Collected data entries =
☆ ☆ ☆
PR #3096, opened 2026-06-24
Fix sea-orm-cli generating duplicated columns for multi-column foreign keys

### LINKED ISSUE #2662: sea-orm-cli generates incorrect relation for multi-column foreign key
## Description

When a Postgres table has a foreign key constraint that includes more than one column, `sea-orm-cli` generates a relation with each column in the foreign key duplicated.  This leads to sea-orm generating SQL joins that cannot possibly match any rows.

## Steps to Reproduce

1. Create a two-table schema where the second table references two columns in the first table.
2. Run `sea-orm-cli generate entity` on the database.
3. Observe that the `Relation` enum generated for the second table has the columns duplicated in the `from` and `to` bits in the `sea_orm` macro attribute.
4. Try to do an inner join using sea-orm and see that the `ON` clause in the generated SQL has *four* equality constraints rather than two; two of them are correct, but the other two try to assert equality between non-corresponding columns.

### Expected Behavior

`sea-orm-cli generate entity` should generate the `Relation` enum without repeating the columns multiple times. 

### Actual Behavior

Incorrect `Relation` generated leading to incorrect SQL join queries.

### Reproduces How Often

Reproduces always

### Workarounds

Manually editing the generated code can fix the problem.

## Reproducible Example

I'll work up something more formal if needed, but here's a simple DB schema:

```sql
CREATE TABLE IF NOT EXISTS "first" (
    "auto_id" bigint GENERATED ALWAYS AS IDENTITY PRIMARY KEY NOT NULL,
    "a" varchar NOT NULL,
    "b" varchar NOT NULL
);
CREATE UNIQUE INDEX IF NOT EXISTS "idx_first_ab" ON "first" ("a", "b");

CREATE TABLE IF NOT EXISTS "second" (
    "auto_id" bigint GENERATED ALWAYS AS IDENTITY PRIMARY KEY NOT NULL,
    "f_a" varchar NOT NULL,
    "f_b" varchar NOT NULL,
    "c" varchar NOT NULL,
    CONSTRAINT "fk_ab" FOREIGN KEY ("f_a", "f_b") REFERENCES "first" ("a", "b") ON DELETE CASCADE
);
```

(The intent here is that there can be at most one row in `first` with the same `a`+`b`, and then there can be multiple rows in `second` with the same `f_a`+`f_b` that matches `a`+`b` in `first`, but with different values for `c`.)

This gives us the following as seen via `psql`:

```
                               Table "public.first"
 Column  |       Type        | Collation | Nullable |           Default            
---------+-------------------+-----------+----------+------------------------------
 auto_id | bigint            |           | not null | generated always as identity
 a       | character varying |           | not null | 
 b       | character varying |           | not null | 
Indexes:
    "first_pkey" PRIMARY KEY, btree (auto_id)
    "idx_first_ab" UNIQUE, btree (a, b)
Referenced by:
    TABLE "second" CONSTRAINT "fk_ab" FOREIGN KEY (f_a, f_b) REFERENCES first(a, b) ON DELETE CASCADE

                               Table "public.second"
 Column  |       Type        | Collation | Nullable |           Default            
---------+-------------------+-----------+----------+------------------------------
 auto_id | bigint            |           | not null | generated always as identity
 f_a     | character varying |           | not null | 
 f_b     | character varying |           | not null | 
 c       | character varying |           | not null | 
Indexes:
    "second_pkey" PRIMARY KEY, btree (auto_id)
Foreign-key constraints:
    "fk_ab" FOREIGN KEY (f_a, f_b) REFERENCES first(a, b) ON DELETE CASCADE
```

Running `sea-orm-cli generate entity` on this gives us the following inside `second.rs`:

```rust
pub enum Relation {
    #[sea_orm(
        belongs_to = "super::first::Entity",
        from = "(Column::FA, Column::FA, Column::FB, Column::FB)",
        to = "(super::first::Column::A, super::first::Column::B, super::first::Column::A, super::first::Column::B)",
        on_update = "NoAction",
        on_delete = "Cascade"
    )]
    First,
}
```

Note the duplication in `from` and `to`.  With sea-orm code like the following:

```rust
First::find()
    .inner_join(Second)
    .select_also(Second)
    .filter(...)
```

... we get a generated query with a join `ON` clause that looks like:

```sql
ON \
    "first"."a" = "second"."f_a" AND \
    "first"."b" = "second"."f_a" AND \
    "first"."a" = "second"."f_b" AND \
    "first"."b" = "second"."f_b"
```

The middle two equality bits will of course never work, and the query returns one row for each row in `first`, but with all of the columns in `second` empty.

If I then edit the generated code so the attributes on the macro instead read:

```
from = "(Column::FA, Column::FB",
to = "(super::first::Column::A, super::first::Column::B)",
```

... then I get generated queries with the correct join `ON` clause:

```sql
ON \
    "first"."a" = "second"."f_a" AND \
    "first"."b" = "second"."f_b"
```

... and I get back the rows I expect.

## Versions

* sea-bae v0.2.1
* sea-orm v1.1.13
* sea-orm-cli v1.1.13
* sea-orm-macros v1.1.13
* sea-orm-migration v1.1.13
* sea-query v0.32.6
* sea-query-derive v0.4.2
* sea-query-binder v0.7.0
* sea-schema v0.16.2
* sea-schema-derive v0.3.0

OS: Debian trixie
Database: PostgreSQL 17.0 (via postgres:17-alpine Docker container)

kenkoooo:
`sea-orm-cli generate entity` generated a malformed `Relation` for a multi-column foreign key, duplicating columns in the `from`/`to` attributes and producing SQL joins whose `ON` clause matches no rows. This de-duplicates the foreign-key column lists when building the relation, restoring the intended 1:1 column pairing.

## PR Info

- Closes #2662

## New Features

- N/A

## Bug Fixes

- [x] **Multi-column foreign keys that reference a bare unique index generated duplicated columns.**

  When a FK targets a bare unique index (`CREATE UNIQUE INDEX …`) rather than a named `UNIQUE` / `PRIMARY KEY` constraint, PostgreSQL's `information_schema` does not expose the referenced constraint (`referential_constraints.unique_constraint_name` is empty and the columns are absent from `key_column_usage`). Schema discovery cannot correlate the local and referenced columns by ordinal position and falls back to their **cartesian product** — local `[f_a, f_b]` paired with referenced `[a, b, a, b]`. `From<&TableForeignKey> for Relation` stored those lists verbatim, so the generated `belongs_to` paired two `from` columns against four `to` columns:

  ```rust
  // before
  from = "(Column::FA, Column::FB)",
  to   = "(super::first::Column::A, super::first::Column::B, super::first::Column::A, super::first::Column::B)",
  // after
  from = "(Column::FA, Column::FB)",
  to   = "(super::first::Column::A, super::first::Column::B)",
  ```

  Fixed by de-duplicating both column lists (preserving first-seen order). A well-formed never repeats a column on either side, so it is a no-op for valid input and only repairs the cartesian-product degeneracy. (The root cause is in sea-schema's discovery query; this is a defensive codegen-side fix that a future sea-schema change could complement.)

**Breaking Changes**

- None — backward compatible. The de-duplication is a no-op for well-formed foreign keys, so existing correct entities regenerate identically; only the previously-malformed output changes.

**Changes**

- [x] De-duplicate the local and referenced column lists (order-preserving) in From<&TableForeignKey> for Relation (sea-orm-codegen).
- [x] Regression tests: a unit test for the de-duplication, plus end-to-end transformer tests for the rendered belongs_to (2- and 3-column keys) and the inverse HasOne / HasMany classification.

Verified with cargo test --workspace and cargo test --manifest-path sea-orm-cli/Cargo.toml, and by running sea-orm-cli generate entity against a live PostgreSQL 17 instance with the issue's exact schema.

### DIFF
--- a/sea-orm-codegen/src/entity/relation.rs
+++ b/sea-orm-codegen/src/entity/relation.rs
@@ -208,14 +208,36 @@ impl Relation {
     }
 }
 
+/// Remove duplicated columns while preserving their first-seen order.
+///
+/// A foreign key references each of its columns exactly once on both the local
+/// and the referenced side, so de-duplication is always a no-op for a
+/// well-formed key. It only takes effect to repair malformed input produced by
+/// schema discovery: when a foreign key references a bare unique *index* (rather
+/// than a named unique / primary-key constraint), PostgreSQL's `information_schema`
+/// does not expose the referenced constraint, so `sea-schema` cannot correlate the
+/// columns by ordinal position and falls back to emitting their cartesian product
+/// (e.g. local `[f_a, f_b]` paired with referenced `[a, b, a, b]`). Collapsing both
+/// sides back to their distinct columns restores the intended 1:1 pairing. See
+/// <https://github.com/SeaQL/sea-orm/issues/2662>.
+fn dedup_preserving_order(columns: Vec<String>) -> Vec<String> {
+    let mut deduped: Vec<String> = Vec::with_capacity(columns.len());
+    for column in columns {
+        if !deduped.contains(&column) {
+            deduped.push(column);
+        }
+    }
+    deduped
+}
+
 impl From<&TableForeignKey> for Relation {
     fn from(tbl_fk: &TableForeignKey) -> Self {
         let ref_table = match tbl_fk.get_ref_table() {
             Some(s) => s.sea_orm_table().to_string(),
             None => panic!("RefTable should not be empty"),
         };
-        let columns = tbl_fk.get_columns();
-        let ref_columns = tbl_fk.get_ref_columns();
+        let columns = dedup_preserving_order(tbl_fk.get_columns());
+        let ref_columns = dedup_preserving_order(tbl_fk.get_ref_columns());
         let rel_type = RelationType::BelongsTo;
         let on_delete = tbl_fk.get_on_delete();
         let on_update = tbl_fk.get_on_update();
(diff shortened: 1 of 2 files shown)


Huliiiiii:
Is it possible to fix this directly in sea-schema?

kenkoooo:
@Huliiiiii 
Thanks for the suggestion! I've opened a PR on sea-schema to fix it at the source: https://github.com/SeaQL/sea-schema/pull/168
Let me close this PR.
☆ ☆ ☆
TASK STATEMENT =
Pick each line holding the word "https" out of the data and copy it.

ANSWER BOX =
+/// <https://github.com/SeaQL/sea-orm/issues/2662>.
Thanks for the suggestion! I've opened a PR on sea-schema to fix it at the source: https://github.com/SeaQL/sea-schema/pull/168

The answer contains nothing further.